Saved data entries
+===+
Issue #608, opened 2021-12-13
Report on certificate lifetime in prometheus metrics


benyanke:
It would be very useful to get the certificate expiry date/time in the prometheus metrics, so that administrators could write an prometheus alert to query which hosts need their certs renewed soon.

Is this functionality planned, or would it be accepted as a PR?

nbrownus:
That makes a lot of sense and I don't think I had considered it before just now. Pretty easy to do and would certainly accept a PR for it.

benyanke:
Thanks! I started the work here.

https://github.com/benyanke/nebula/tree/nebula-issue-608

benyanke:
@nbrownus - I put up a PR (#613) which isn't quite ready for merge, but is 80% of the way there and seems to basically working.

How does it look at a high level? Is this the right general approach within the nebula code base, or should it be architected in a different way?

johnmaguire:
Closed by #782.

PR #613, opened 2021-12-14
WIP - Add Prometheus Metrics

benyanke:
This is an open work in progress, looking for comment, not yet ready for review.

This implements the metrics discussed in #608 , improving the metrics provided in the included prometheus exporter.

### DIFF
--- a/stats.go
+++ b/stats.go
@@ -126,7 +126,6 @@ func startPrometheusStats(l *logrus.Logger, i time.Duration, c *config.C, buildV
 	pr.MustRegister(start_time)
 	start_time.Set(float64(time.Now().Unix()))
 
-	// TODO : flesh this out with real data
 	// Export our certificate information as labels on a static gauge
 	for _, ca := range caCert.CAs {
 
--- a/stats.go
+===+
◆ **Exercise**
Each record above is to be given again without any change to its wording.

◆ **Task result**
Issue #608, opened 2021-12-13
Report on certificate lifetime in prometheus metrics


benyanke:
It would be very useful to get the certificate expiry date/time in the prometheus metrics, so that administrators could write an prometheus alert to query which hosts need their certs renewed soon.

Is this functionality planned, or would it be accepted as a PR?

nbrownus:
That makes a lot of sense and I don't think I had considered it before just now. Pretty easy to do and would certainly accept a PR for it.

benyanke:
Thanks! I started the work here.

https://github.com/benyanke/nebula/tree/nebula-issue-608

benyanke:
@nbrownus - I put up a PR (#613) which isn't quite ready for merge, but is 80% of the way there and seems to basically working.

How does it look at a high level? Is this the right general approach within the nebula code base, or should it be architected in a different way?

johnmaguire:
Closed by #782.

PR #613, opened 2021-12-14
WIP - Add Prometheus Metrics

benyanke:
This is an open work in progress, looking for comment, not yet ready for review.

This implements the metrics discussed in #608 , improving the metrics provided in the included prometheus exporter.

### DIFF
--- a/stats.go
+++ b/stats.go
@@ -126,7 +126,6 @@ func startPrometheusStats(l *logrus.Logger, i time.Duration, c *config.C, buildV
 	pr.MustRegister(start_time)
 	start_time.Set(float64(time.Now().Unix()))
 
-	// TODO : flesh this out with real data
 	// Export our certificate information as labels on a static gauge
 	for _, ca := range caCert.CAs {
 
--- a/stats.go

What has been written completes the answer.